* _Work instructions_:
Here are some records; return them all exactly.

Input below:

PR #511, opened 2017-05-11
Remove continueAfterError flag.

rkirov:
Clutz and Gents are already pretty lenient about errors.

However, when a true error is encountered by closure, continuing after
it can result in an even more catastrophic internal compiler error.

For example, the following snippet uses ES7 proposed syntax
```
function f() {
    {...res}
    switch (0) {
        case undefined:
            return 0
        }
    }
```
without setContinueAfterErrors - a normal syntax error.
with setContinueAfterErrors - an internal compiler error.

/cc @MatrixFrog

### DIFF
--- a/src/main/java/com/google/javascript/clutz/DeclarationGenerator.java
+++ b/src/main/java/com/google/javascript/clutz/DeclarationGenerator.java
@@ -391,9 +391,13 @@ class DeclarationGenerator {
       List<SourceFile> sourceFiles, List<SourceFile> externs, Depgraph depgraph)
       throws AssertionError {
     compiler.compile(externs, sourceFiles, opts.getCompilerOptions());
-    precomputeChildLists();
-    collectTypedefs();
-    String dts = produceDts(depgraph);
+    String dts = "";
+    // If there is an error top scope is null.
+    if (compiler.getTopScope() != null) {
+      precomputeChildLists();
+      collectTypedefs();
+      dts = produceDts(depgraph);
+    }
     errorManager.doGenerateReport();
     return dts;
   }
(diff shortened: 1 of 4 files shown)


src/main/java/com/google/javascript/clutz/DeclarationGenerator.java
```diff
@@ -391,9 +391,13 @@ String generateDeclarations(
       List<SourceFile> sourceFiles, List<SourceFile> externs, Depgraph depgraph)
       throws AssertionError {
     compiler.compile(externs, sourceFiles, opts.getCompilerOptions());
-    precomputeChildLists();
-    collectTypedefs();
-    String dts = produceDts(depgraph);
+    String dts = "";
```
mprobst: initialize to null? That's more idiomatic, I guess? Do we want to return an empty string or null from this for errors?

rkirov: Currently, it seems like we always write the file - errors or no errors. Does blaze rely on that behavior. I am fearful of breaking something if we don't write anything in presence of errors.

mprobst: It's fine to keep it as is, I think. blaze/bazel will error if you did not produce your output *and* didn't return with an error code. If you return with an error code, it doesn't matter whether you wrote or not.

rkirov:
merged

src/main/java/com/google/javascript/clutz/DeclarationGenerator.java
rkirov: added a comment to try null and no emit on error.

PR #513, opened 2017-05-15
Add a test for inner typedef inside a goog.module.

rkirov:
Includes a usage file.


rkirov:
I was trying to debug an user issue but I couldn't find a good test for this simple case.

mprobst:
LGTM.

PR #113, opened 2015-11-02
Added a step in the 'Getting Started' section

zckly:
Added the location in which Header Search Paths can be found to make it easier for people that are unfamiliar with XCode to find Header Search Paths.


lwansbrough:
Thanks!

PR #114, opened 2015-11-02
implemented method getFOV for ios

WellDone2094:
implemented method in RCTCameraManager for IOS to get the FOV, the method accept a callback that will be called with an object as argument, the object has this format
```
{
   backCamera: double,
   frontCamera: double
}
```


lwansbrough:
Great, thank you for this. I may make some minor changes before merging this in, nice feature add though.

peveloper:
Very cool :+1:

End of Input.

* _Answer for this exercise_:
PR #511, opened 2017-05-11
Remove continueAfterError flag.

rkirov:
Clutz and Gents are already pretty lenient about errors.

However, when a true error is encountered by closure, continuing after
it can result in an even more catastrophic internal compiler error.

For example, the following snippet uses ES7 proposed syntax
```
function f() {
    {...res}
    switch (0) {
        case undefined:
            return 0
        }
    }
```
without setContinueAfterErrors - a normal syntax error.
with setContinueAfterErrors - an internal compiler error.

/cc @MatrixFrog

### DIFF
--- a/src/main/java/com/google/javascript/clutz/DeclarationGenerator.java
+++ b/src/main/java/com/google/javascript/clutz/DeclarationGenerator.java
@@ -391,9 +391,13 @@ class DeclarationGenerator {
       List<SourceFile> sourceFiles, List<SourceFile> externs, Depgraph depgraph)
       throws AssertionError {
     compiler.compile(externs, sourceFiles, opts.getCompilerOptions());
-    precomputeChildLists();
-    collectTypedefs();
-    String dts = produceDts(depgraph);
+    String dts = "";
+    // If there is an error top scope is null.
+    if (compiler.getTopScope() != null) {
+      precomputeChildLists();
+      collectTypedefs();
+      dts = produceDts(depgraph);
+    }
     errorManager.doGenerateReport();
     return dts;
   }
(diff shortened: 1 of 4 files shown)


src/main/java/com/google/javascript/clutz/DeclarationGenerator.java
```diff
@@ -391,9 +391,13 @@ String generateDeclarations(
       List<SourceFile> sourceFiles, List<SourceFile> externs, Depgraph depgraph)
       throws AssertionError {
     compiler.compile(externs, sourceFiles, opts.getCompilerOptions());
-    precomputeChildLists();
-    collectTypedefs();
-    String dts = produceDts(depgraph);
+    String dts = "";
```
mprobst: initialize to null? That's more idiomatic, I guess? Do we want to return an empty string or null from this for errors?

rkirov: Currently, it seems like we always write the file - errors or no errors. Does blaze rely on that behavior. I am fearful of breaking something if we don't write anything in presence of errors.

mprobst: It's fine to keep it as is, I think. blaze/bazel will error if you did not produce your output *and* didn't return with an error code. If you return with an error code, it doesn't matter whether you wrote or not.

rkirov:
merged

src/main/java/com/google/javascript/clutz/DeclarationGenerator.java
rkirov: added a comment to try null and no emit on error.

PR #513, opened 2017-05-15
Add a test for inner typedef inside a goog.module.

rkirov:
Includes a usage file.


rkirov:
I was trying to debug an user issue but I couldn't find a good test for this simple case.

mprobst:
LGTM.

PR #113, opened 2015-11-02
Added a step in the 'Getting Started' section

zckly:
Added the location in which Header Search Paths can be found to make it easier for people that are unfamiliar with XCode to find Header Search Paths.


lwansbrough:
Thanks!

PR #114, opened 2015-11-02
implemented method getFOV for ios

WellDone2094:
implemented method in RCTCameraManager for IOS to get the FOV, the method accept a callback that will be called with an object as argument, the object has this format
```
{
   backCamera: double,
   frontCamera: double
}
```


lwansbrough:
Great, thank you for this. I may make some minor changes before merging this in, nice feature add though.

peveloper:
Very cool :+1:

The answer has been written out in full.